Collected data:
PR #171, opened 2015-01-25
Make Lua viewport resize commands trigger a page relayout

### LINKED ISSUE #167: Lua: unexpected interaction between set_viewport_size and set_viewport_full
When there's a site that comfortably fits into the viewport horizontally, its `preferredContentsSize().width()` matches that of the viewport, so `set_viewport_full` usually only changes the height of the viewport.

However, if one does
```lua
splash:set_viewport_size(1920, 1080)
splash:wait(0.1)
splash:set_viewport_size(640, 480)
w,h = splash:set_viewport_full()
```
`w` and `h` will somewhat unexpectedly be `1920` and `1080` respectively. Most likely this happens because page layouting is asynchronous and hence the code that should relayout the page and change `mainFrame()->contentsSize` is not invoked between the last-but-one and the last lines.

Task prompt> Would you please write the entries out again in full, exactly as given?

Solution to the problem>
PR #171, opened 2015-01-25
Make Lua viewport resize commands trigger a page relayout

### LINKED ISSUE #167: Lua: unexpected interaction between set_viewport_size and set_viewport_full
When there's a site that comfortably fits into the viewport horizontally, its `preferredContentsSize().width()` matches that of the viewport, so `set_viewport_full` usually only changes the height of the viewport.

However, if one does
```lua
splash:set_viewport_size(1920, 1080)
splash:wait(0.1)
splash:set_viewport_size(640, 480)
w,h = splash:set_viewport_full()
```
`w` and `h` will somewhat unexpectedly be `1920` and `1080` respectively. Most likely this happens because page layouting is asynchronous and hence the code that should relayout the page and change `mainFrame()->contentsSize` is not invoked between the last-but-one and the last lines.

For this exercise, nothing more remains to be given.